Medgar Evers Was Targeted By Mississippi Sovereignty Commission; 2010 80th Anniversary of Evers's Birth

Medgar Evers, Mississippi's first NAACP leader. 2010 eightieth anniversary of his birth.

Blogger Rev. Gerald Britt pays hommage to Medgar Evers, Mississippi's first NAACP leader who was murdered in the driveway of his home:

This year is the 80th anniversary of the birth of Medgar Evers, one of our country's most significant Civil Rights freedom fighters.
Recognition of Evers often gets lost between that given Martin Luther King, Jr. and Malcom X, yet for 10 years, ending with his assassination in 1963, Medgar Evers was a prominent figure in the struggle for equal rights, serving as field secretary for the NAACP (National Association for the Advancement of Colored Peoples) in Jackson, Mississippi.
Rev. Britt is the Vice President of Public Policy & Community Program Development of Central Dallas Ministries. He is also the author of a monthly column for The Dallas Morning News.
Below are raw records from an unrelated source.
PR #135, opened 2021-01-18
Storage fees and account minimum balance example

janezpodhostnik:
Closes: https://github.com/dapperlabs/flow-internal/issues/1369

## Description

Added an example for storage:
- transaction tries to store a large resource
- demonstrates that acct.storageUsed will change after adding resource
- demonstrates that acct.storageUsed can be compared to acct.stroageCapacity
- demonstrates the the error for going over limit is predictable
______

For contributor use:

### DIFF
--- a/examples/deploy_contract/main.go
+++ b/examples/deploy_contract/main.go
@@ -1,7 +1,7 @@
 /*
  * Flow Go SDK
  *
- * Copyright 2019-2020 Dapper Labs, Inc.
+ * Copyright 2019-2021 Dapper Labs, Inc.
  *
  * Licensed under the Apache License, Version 2.0 (the "License");
  * you may not use this file except in compliance with the License.
@@ -93,18 +93,20 @@ func DeployContractDemo() {
 		[]templates.Contract{{
 			Name:   "GreatToken",
 			Source: nftCode,
-		}}, myAddress)
+		}}, serviceAcctAddr)
 
-	deployContractTx.SetProposalKey(myAddress, myAcctKey.Index, myAcctKey.SequenceNumber)
+	deployContractTx.SetProposalKey(
+		serviceAcctAddr,
+		serviceAcctKey.Index,
+		serviceAcctKey.SequenceNumber,
+	)
 	// we can set the same reference block id. We shouldn't be to far away from it
 	deployContractTx.SetReferenceBlockID(referenceBlockID)
-	deployContractTx.SetPayer(myAddress)
+	deployContractTx.SetPayer(serviceAcctAddr)
 
-	err = deployContractTx.SignEnvelope(
-		myAddress,
-		myAcctKey.Index,
-		crypto.NewInMemorySigner(myPrivateKey, myAcctKey.HashAlgo),
-	)
+
+	err = deployContractTx.SignEnvelope(serviceAcctAddr, serviceAcctKey.Index, serviceSigner)
+	examples.Handle(err)
 	examples.Handle(err)
 
 	err = flowClient.SendTransaction(ctx, *deployContractTx)
@@ -114,7 +116,7 @@ func DeployContractDemo() {
 	examples.Handle(deployContractTxResp.Error)
 
 	// Successful Tx, increment sequence number
-	myAcctKey.SequenceNumber++
+	serviceAcctKey.SequenceNumber++
 
 	var nftAddress flow.Address
 
--- a/examples/storage_usage/main.go
+++ b/examples/storage_usage/main.go
@@ -1,0 +1,164 @@
+/*
+ * Flow Go SDK
+ *
+ * Copyright 2019-2021 Dapper Labs, Inc.
+ *
+ * Licensed under the Apache License, Version 2.0 (the "License");
+ * you may not use this file except in compliance with the License.
+ * You may obtain a copy of the License at
+ *
+ *   http://www.apache.org/licenses/LICENSE-2.0
+ *
+ * Unless required by applicable law or agreed to in writing, software
+ * distributed under the License is distributed on an "AS IS" BASIS,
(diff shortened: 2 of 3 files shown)


examples/storage_usage/main.go
```diff
@@ -0,0 +1,171 @@
...
+		keySigner)
+
+	result := examples.WaitForSeal(ctx, flowClient, txId)
+
+	if result.Error == nil {
+		fmt.Println("Storage limits are off")
+		return
+	}
+
+	if !strings.HasPrefix(result.Error.Error(), "execution error code 11") {
```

At his site, Britt shows two important film clips..."The excerpt from the documentary 'Eyes on the Prize', gives the context of the movement - the institutionalization of the culture of injustice, the intimidation of those who sought to register to vote (briefly shown is an example of the 'literacy test' given to actually disqualify voters. The same type of test recommended by Tom Tancredo at the recent TEA Party Convention). It also shows how the legal system gave cover to those who committed such heinous crimes, such as the assassination of Evers."

The second clip is of Myrlie Evers-Williams at the Martin Luther King dinner.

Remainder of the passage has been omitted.